#### [PROBLEM TO SOLVE]
Every line below from the one containing "webgpu: fix RecurrentState" through the one containing "## Motivation" must be transcribed exactly. Omit all lines outside that stretch.

"""

PR #2244, opened 2026-06-26
webgpu: fix RecurrentState graph capture with shared buffer aliasing

qjia7:
## Summary

- `RecurrentState::share_buffers_` now derives from `past_present_share_buffer` config (same pattern as `DefaultKeyValueCache`) instead of being hardcoded to `false` for WebGPU
- Add a graph-capture guard that throws when `share_buffers_` is false and graph capture is requested, matching the existing guard in `kv_cache.cpp`
- Add `Ort::Experimental::Get_*_Fn` accessor shim to `onnxruntime_api.h` so genai builds against ORT builds where `onnxruntime_experimental_cxx_api.h` cannot be included directly

## Motivation

WebGPU graph capture freezes GPU buffer handles at the first captured decode step. `RecurrentState` was using separate past/present buffers for WebGPU with a per-step C++ pointer swap — but graph capture ignores those swaps on replay, so every decode step after the first read a stale buffer, producing garbage output.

"""

#### [ANSWER SPACE]
webgpu: fix RecurrentState graph capture with shared buffer aliasing

qjia7:
## Summary

- `RecurrentState::share_buffers_` now derives from `past_present_share_buffer` config (same pattern as `DefaultKeyValueCache`) instead of being hardcoded to `false` for WebGPU
- Add a graph-capture guard that throws when `share_buffers_` is false and graph capture is requested, matching the existing guard in `kv_cache.cpp`
- Add `Ort::Experimental::Get_*_Fn` accessor shim to `onnxruntime_api.h` so genai builds against ORT builds where `onnxruntime_experimental_cxx_api.h` cannot be included directly

## Motivation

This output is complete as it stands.